Była rzecznik rządu stwierdziła, że Stefan Niesiołowski ma silny temperament i niekiedy używa zbyt mocnych słów.
Stefan Niesiołowski ma bardzo silny temperament i czasami używa słów, których ja bym nie użyła i wielu z nas by nie użyło…
Czytaj także: PiS oburzone słowami Niesiołowskiego. Posłowie chcą jego odwołania
Zaznaczyła jednak, że były wicemarszałek Sejmu dobrze wywiązuje się ze swojej roli przewodniczącego Komisji Obrony Narodowej.
Stefan Niesiołowski – jeżeli popatrzymy na to, jak prowadzi tę komisję, jak działa w tej komisji, co robi ta komisja – to tutaj możemy mieć tylko bardzo pozytywne (oceny). Natomiast rzeczywiście Stefan Niesiołowski bardzo żywiołowo reaguje. Zawsze te jego mocne wypowiedzi są taką obroną, kiedy on zostanie zaatakowany. Bardzo często mówi się o nim i on wtedy się broni.

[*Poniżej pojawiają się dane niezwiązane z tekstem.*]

PR #390, opened 2020-01-09
Issue/zaaktype publish permissiondenied

stevenbal:
fixes https://github.com/open-zaak/open-zaak/issues/385

### DIFF
--- a/src/openzaak/utils/permissions.py
+++ b/src/openzaak/utils/permissions.py
@@ -46,6 +46,13 @@ class AuthRequired(permissions.BasePermission):
         return getattr(obj, permission_main_object)
 
     def has_permission(self, request: Request, view) -> bool:
+        # permission checks run before the handler is determined. if there is no handler,
+        # a "method is not allowed" must be raised, not an HTTP 403 (see #385)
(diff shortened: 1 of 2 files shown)


src/openzaak/utils/permissions.py
```diff
@@ -46,6 +47,9 @@ def get_main_object(self, obj, permission_main_object):
         return getattr(obj, permission_main_object)
 
     def has_permission(self, request: Request, view) -> bool:
+        if not view.action:
+            raise MethodNotAllowed(request.method)
```
sergei-maertens: This is a bit bold - currently we do use `ViewSet` almost everywhere, but this will break for bare `APIView` views.

edit: I'm changing the implementation based on DRFs view code in `rest_framework.views.APIView.dispatch`

```python
            self.initial(request, *args, **kwargs)

            # Get the appropriate handler method
            if request.method.lower() in self.http_method_names:
                handler = getattr(self, request.method.lower(),
                                  self.http_method_not_allowed)
            else:
                handler = self.http_method_not_allowed
```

Na pytanie czy Stefan Niesiołowski zostanie ukarany za swoją wypowiedź posłanka Platformy Obywatelskiej oznajmiła, że wewnątrz partii cały czas czynione są starania, aby opanować żywiołowy temperament polityka.

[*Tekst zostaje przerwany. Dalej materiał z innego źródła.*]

Issue #357, opened 2020-01-02
Authorizations should support external zaaktypen


joeribekker:
**Describe the bug**
Authorizations should support external zaaktypen

See: https://github.com/open-zaak/open-zaak/pull/307/files#diff-f40996d24e342971921c649c3de886a1R378

PR #427, opened 2020-01-20
Feature/authorization external zaaktype

stevenbal:
issue https://github.com/open-zaak/open-zaak/issues/357

### DIFF
--- a/src/openzaak/components/autorisaties/admin.py
+++ b/src/openzaak/components/autorisaties/admin.py
@@ -1,4 +1,5 @@
 from django.contrib import admin
+from django.core.exceptions import ObjectDoesNotExist
 from django.forms import BaseModelFormSet
 from django.shortcuts import redirect
 from django.urls import path, reverse
@@ -50,13 +51,20 @@ class AutorisatieInline(admin.TabularInline):
                 "<strong>Maximale vertrouwelijkheidaanduiding</strong>: "
                 "{va}"
             )
-            zaaktype = get_related_object(obj)
+            try:
+                zaaktype = get_related_object(obj)
+                admin_url = reverse(
+                    "admin:catalogi_zaaktype_change", kwargs={"object_id": zaaktype.pk}
+                )
+                zt_repr = str(zaaktype)
+            except ObjectDoesNotExist:
+                admin_url = obj.informatieobjecttype
+                zt_repr = f"{obj.zaaktype} (EXTERN)"
+
             return format_html(
                 template,
-                admin_url=reverse(
-                    "admin:catalogi_zaaktype_change", kwargs={"object_id": zaaktype.pk}
-                ),
-                zt_repr=str(zaaktype),
+                admin_url=admin_url,
+                zt_repr=zt_repr,
                 va=obj.get_max_vertrouwelijkheidaanduiding_display(),
             )
 
@@ -68,14 +76,21 @@ class AutorisatieInline(admin.TabularInline):
                 "<strong>Maximale vertrouwelijkheidaanduiding</strong>: "
                 "{va}"
             )
-            informatieobjecttype = get_related_object(obj)
-            return format_html(
-                template,
-                admin_url=reverse(
+            try:
+                informatieobjecttype = get_related_object(obj)
+                admin_url = reverse(
                     "admin:catalogi_informatieobjecttype_change",
                     kwargs={"object_id": informatieobjecttype.pk},
-                ),
-                iot_repr=str(informatieobjecttype),
+                )
+                iot_repr = str(informatieobjecttype)
+            except ObjectDoesNotExist:
+                admin_url = obj.informatieobjecttype
+                iot_repr = f"{obj.informatieobjecttype} (EXTERN)"
+
+            return format_html(
+                template,
+                admin_url=admin_url,
+                iot_repr=iot_repr,
                 va=obj.get_max_vertrouwelijkheidaanduiding_display(),
             )
 
@@ -84,15 +99,18 @@ class AutorisatieInline(admin.TabularInline):
                 "<strong>Besluittype</strong>: "
                 '<a href="{admin_url}" target="_blank" rel="noopener">{bt_repr}</a>'
             )
-            besluittype = get_related_object(obj)
-            return format_html(
-                template,
-                admin_url=reverse(
+            try:
+                besluittype = get_related_object(obj)
+                admin_url = reverse(
                     "admin:catalogi_besluittype_change",
                     kwargs={"object_id": besluittype.pk},
-                ),
-                bt_repr=str(besluittype),
-            )
+                )
+                bt_repr = str(besluittype)
+            except ObjectDoesNotExist:
+                admin_url = obj.informatieobjecttype
+                bt_repr = f"{obj.besluittype} (EXTERN)"
+
+            return format_html(template, admin_url=admin_url, bt_repr=bt_repr,)
 
         return ""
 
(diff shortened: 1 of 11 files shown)


src/openzaak/sass/admin/components/_autorisatie-form.scss
```diff
@@ -58,4 +58,16 @@ $color-row-background: #f9f9f9 !default;
   & &__va-selection {
   }
 
+  div.external-type ul {
```
sergei-maertens: All the styling so far is done with BEM and the sass operator `&` - please refactor to use proper CSS classnames.

Don't target HTML elements, only target class names please.

src/openzaak/components/autorisaties/admin.py
```diff
@@ -50,13 +51,20 @@ def _get_extra(self, obj) -> str:
                 "<strong>Maximale vertrouwelijkheidaanduiding</strong>: "
                 "{va}"
             )
-            zaaktype = get_related_object(obj)
+            try:
```
sergei-maertens: This try-except is actually wrong if you happen to have UUIDs that are the same, as I just experienced during testing.

I have a catalogue that was imported with the same UUIDs (somehow), but the full URLs are obviously different. So while I'm configuring access on a zaaktype from https://catalogi.vng.cloud/api/v1/, the admin overview is linking me to the internal zaaktype.

This resolution should not be tried, instead, it should use the "check if local object based on URL" mechanism. It's implemented in `django_loose_fk.loaders.BaseLoader.is_local_url`

src/openzaak/components/autorisaties/admin.py
```diff
@@ -50,13 +51,20 @@ def _get_extra(self, obj) -> str:
...
+                zaaktype = get_related_object(obj)
+                admin_url = reverse(
+                    "admin:catalogi_zaaktype_change", kwargs={"object_id": zaaktype.pk}
+                )
+                zt_repr = str(zaaktype)
+            except ObjectDoesNotExist:
+                admin_url = obj.informatieobjecttype
```
sergei-maertens:
```suggestion
                admin_url = obj.zaaktype
```
?

src/openzaak/components/autorisaties/admin.py
```diff
@@ -68,14 +76,21 @@ def _get_extra(self, obj) -> str:
                 "<strong>Maximale vertrouwelijkheidaanduiding</strong>: "
                 "{va}"
             )
-            informatieobjecttype = get_related_object(obj)
-            return format_html(
-                template,
-                admin_url=reverse(
+            try:
```
sergei-maertens: Same remark w/r to local/remote URLs and wrong resolution

src/openzaak/components/autorisaties/admin.py
```diff
@@ -84,15 +99,18 @@ def _get_extra(self, obj) -> str:
                 "<strong>Besluittype</strong>: "
                 '<a href="{admin_url}" target="_blank" rel="noopener">{bt_repr}</a>'
             )
-            besluittype = get_related_object(obj)
-            return format_html(
-                template,
-                admin_url=reverse(
+            try:
```
sergei-maertens: Same remark w/r to local/remote URLs and wrong resolution

src/openzaak/components/autorisaties/admin.py
```diff
@@ -84,15 +99,18 @@ def _get_extra(self, obj) -> str:
...
+                admin_url = reverse(
                     "admin:catalogi_besluittype_change",
                     kwargs={"object_id": besluittype.pk},
-                ),
-                bt_repr=str(besluittype),
-            )
+                )
+                bt_repr = str(besluittype)
+            except ObjectDoesNotExist:
+                admin_url = obj.informatieobjecttype
```
sergei-maertens:
```suggestion
                admin_url = obj.besluittype
```

src/openzaak/components/autorisaties/admin_views.py
```diff
@@ -54,27 +55,40 @@ def get_initial_for_component(
...
     spec: Optional[AutorisatieSpec] = None,
 ) -> List[Dict[str, Any]]:
-    if component not in [ComponentTypes.zrc, ComponentTypes.drc, ComponentTypes.brc]:
-        return []
+    _related_objs = {}
+    _related_objs_external = []
+
+    internal_autorisaties = []
+    for autorisatie in autorisaties:
+        try:
```
sergei-maertens: this is also incorrect resolution if it works just on the UUID value :thinking: 

Probably better to use the loose-fk local-url mechanism here too.

src/openzaak/components/autorisaties/admin_views.py
```diff
@@ -54,27 +55,40 @@ def get_initial_for_component(
...
 
+        _initial = {"externe_typen": _related_objs_external}
+        if _related_objs_external:
+            _initial[
+                "related_type_selection"
+            ] = RelatedTypeSelectionMethods.manual_select
+
         grouped_by_va = defaultdict(list)
-        for autorisatie in autorisaties:
+        for autorisatie in internal_autorisaties:
```
sergei-maertens: what with the external autorisaties that have the same VA, shouldn't those end up in the same group?

src/openzaak/components/autorisaties/admin_views.py
```diff
@@ -54,27 +55,40 @@ def get_initial_for_component(
...
             grouped_by_va[autorisatie.max_vertrouwelijkheidaanduiding].append(
                 autorisatie
             )
 
         for va, _autorisaties in grouped_by_va.items():
-            _initial = {"vertrouwelijkheidaanduiding": va}
+            _initial["vertrouwelijkheidaanduiding"] = va
```
sergei-maertens: This - with the de-indented line 111 is also wrong. The idea is that autorisaties are grouped by `(component, scopes, vertrouwelijkheidaanduiding)` and then you get the list of those particular zaaktypen/external zaaktypen.

As soon as an autorisatie changes VA, it belongs to a different group -> a different entry in the `initial` array. Now, everything is put together even though they have different VA. In fact, this overwrites the VA because of the loop here.

You really need to create a new dict here inside of the loop, and inside of the loop it should be append to the `initial` list.

src/openzaak/components/autorisaties/admin_views.py
```diff
@@ -94,21 +108,27 @@ def get_initial_for_component(
...
                 )
-            initial.append(_initial)
+        initial.append(_initial)
 
     elif component == ComponentTypes.drc:
         informatieobjecttype_ids = set(
             InformatieObjectType.objects.values_list("id", flat=True)
         )
 
+        _initial = {"externe_typen": _related_objs_external}
```
sergei-maertens: The same remarks as above apply

src/openzaak/components/autorisaties/admin_views.py
```diff
@@ -128,13 +148,18 @@ def get_initial_for_component(
...
                 )
-            initial.append(_initial)
+        initial.append(_initial)
 
     elif component == ComponentTypes.brc:
         besluittype_ids = set(BesluitType.objects.values_list("id", flat=True))
         relevant_ids = set(related_objs.values())
 
-        _initial = {}
+        _initial = {"externe_typen": _related_objs_external}
```
sergei-maertens: The same remarks as above apply

stevenbal: Besluittypen do not have `vertrouwelijkheidaanduiding`, so this one should be fine right?

sergei-maertens: Yeah, my copy-paste mania got a bit too much :-)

Pracujemy, żeby Stefan Niesiołowski mówił spokojniej, i wydaje mi się, że zrobiliśmy w ostatnich latach bardzo duży postęp. Sama czuwam, żeby Stefan używał innych słów. (…) wydaje mi się, że Stefan Niesiołowski jest dużo łagodniejszy, dużo spokojniejszy, niż był jeszcze parę lat temu.
Kidawa-Błońska odniosła się również do niedawnej afery z udziałem Radosława Sikorskiego. Zdaniem przedstawicielki PO marszałek Sejmu sporo stracił przez swoje zachowanie.
Stracił sporo punktów. Mam nadzieję, że te punkty nie przełożą się na Platformę. Ale z drugiej strony wiemy, że w życiu jest tak, że czasami słowa rzucone, czasami wydaje się, że niegroźne, robią wielkie spustoszenie. Robią wielki bałagan. Dlatego trzeba ważyć słowa i brać za nie odpowiedzialność. Tym bardziej, jeżeli ktoś jest politykiem, ministrem spraw zagranicznych to ta waga słów powinna być jeszcze większa.